- Data extract:
______

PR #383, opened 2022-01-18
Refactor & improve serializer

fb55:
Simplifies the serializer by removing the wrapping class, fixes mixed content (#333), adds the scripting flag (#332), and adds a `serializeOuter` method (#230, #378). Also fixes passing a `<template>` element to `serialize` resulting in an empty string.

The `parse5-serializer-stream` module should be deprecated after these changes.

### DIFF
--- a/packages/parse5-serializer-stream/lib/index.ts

______

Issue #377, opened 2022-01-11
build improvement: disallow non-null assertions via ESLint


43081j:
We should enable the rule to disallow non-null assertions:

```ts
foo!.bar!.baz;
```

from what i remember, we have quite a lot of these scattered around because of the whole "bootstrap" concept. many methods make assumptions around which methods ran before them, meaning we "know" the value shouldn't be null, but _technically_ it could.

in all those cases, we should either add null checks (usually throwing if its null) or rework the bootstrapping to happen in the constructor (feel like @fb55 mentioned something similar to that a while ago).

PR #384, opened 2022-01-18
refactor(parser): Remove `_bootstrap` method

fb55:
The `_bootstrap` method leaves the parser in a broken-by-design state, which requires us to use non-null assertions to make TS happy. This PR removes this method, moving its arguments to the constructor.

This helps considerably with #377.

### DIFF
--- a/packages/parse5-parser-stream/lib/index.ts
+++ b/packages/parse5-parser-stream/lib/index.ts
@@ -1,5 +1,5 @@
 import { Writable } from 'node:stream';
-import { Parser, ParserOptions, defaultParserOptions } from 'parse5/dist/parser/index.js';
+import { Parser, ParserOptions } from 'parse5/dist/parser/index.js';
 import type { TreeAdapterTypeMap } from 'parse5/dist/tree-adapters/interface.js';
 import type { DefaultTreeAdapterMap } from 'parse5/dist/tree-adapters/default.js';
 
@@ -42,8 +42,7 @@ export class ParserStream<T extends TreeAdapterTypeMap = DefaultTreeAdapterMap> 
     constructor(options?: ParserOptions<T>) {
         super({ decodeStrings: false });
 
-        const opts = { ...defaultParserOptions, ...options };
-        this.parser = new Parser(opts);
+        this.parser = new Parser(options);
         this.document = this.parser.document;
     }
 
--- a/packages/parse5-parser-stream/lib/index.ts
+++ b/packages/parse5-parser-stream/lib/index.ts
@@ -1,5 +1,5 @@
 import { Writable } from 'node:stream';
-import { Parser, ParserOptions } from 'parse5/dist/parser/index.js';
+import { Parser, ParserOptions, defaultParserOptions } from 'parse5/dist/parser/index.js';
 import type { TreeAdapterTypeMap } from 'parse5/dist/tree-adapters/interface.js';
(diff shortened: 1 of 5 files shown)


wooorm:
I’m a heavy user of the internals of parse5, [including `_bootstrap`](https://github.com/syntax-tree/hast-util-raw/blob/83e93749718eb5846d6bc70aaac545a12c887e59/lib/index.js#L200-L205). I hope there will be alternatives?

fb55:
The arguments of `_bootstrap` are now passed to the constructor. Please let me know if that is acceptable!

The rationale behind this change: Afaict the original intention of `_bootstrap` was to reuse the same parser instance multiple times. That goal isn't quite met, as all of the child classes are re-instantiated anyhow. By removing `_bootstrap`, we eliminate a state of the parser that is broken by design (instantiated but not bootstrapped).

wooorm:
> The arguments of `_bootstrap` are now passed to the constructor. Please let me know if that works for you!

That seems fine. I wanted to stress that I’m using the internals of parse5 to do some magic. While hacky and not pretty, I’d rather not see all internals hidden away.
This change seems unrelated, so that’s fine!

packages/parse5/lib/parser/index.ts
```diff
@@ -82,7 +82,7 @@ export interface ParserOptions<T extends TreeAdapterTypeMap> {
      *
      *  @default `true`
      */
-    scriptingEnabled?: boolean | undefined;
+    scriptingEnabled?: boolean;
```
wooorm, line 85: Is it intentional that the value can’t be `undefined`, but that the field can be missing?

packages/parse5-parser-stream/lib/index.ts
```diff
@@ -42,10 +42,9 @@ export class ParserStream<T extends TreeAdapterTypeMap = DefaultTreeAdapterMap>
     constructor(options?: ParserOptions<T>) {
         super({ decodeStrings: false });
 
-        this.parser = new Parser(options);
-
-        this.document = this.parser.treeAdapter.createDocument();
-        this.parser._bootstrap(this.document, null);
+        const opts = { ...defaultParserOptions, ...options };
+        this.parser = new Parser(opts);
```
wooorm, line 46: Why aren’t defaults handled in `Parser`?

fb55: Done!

______

Reproduce exactly, and with no other material, the lines between those holding "works for you!" and "fb55: Done!", inclusive.

> The arguments of `_bootstrap` are now passed to the constructor. Please let me know if that works for you!

That seems fine. I wanted to stress that I’m using the internals of parse5 to do some magic. While hacky and not pretty, I’d rather not see all internals hidden away.
This change seems unrelated, so that’s fine!

packages/parse5/lib/parser/index.ts
```diff
@@ -82,7 +82,7 @@ export interface ParserOptions<T extends TreeAdapterTypeMap> {
      *
      *  @default `true`
      */
-    scriptingEnabled?: boolean | undefined;
+    scriptingEnabled?: boolean;
```
wooorm, line 85: Is it intentional that the value can’t be `undefined`, but that the field can be missing?

packages/parse5-parser-stream/lib/index.ts
```diff
@@ -42,10 +42,9 @@ export class ParserStream<T extends TreeAdapterTypeMap = DefaultTreeAdapterMap>
     constructor(options?: ParserOptions<T>) {
         super({ decodeStrings: false });
 
-        this.parser = new Parser(options);
-
-        this.document = this.parser.treeAdapter.createDocument();
-        this.parser._bootstrap(this.document, null);
+        const opts = { ...defaultParserOptions, ...options };
+        this.parser = new Parser(opts);
```
wooorm, line 46: Why aren’t defaults handled in `Parser`?

fb55: Done!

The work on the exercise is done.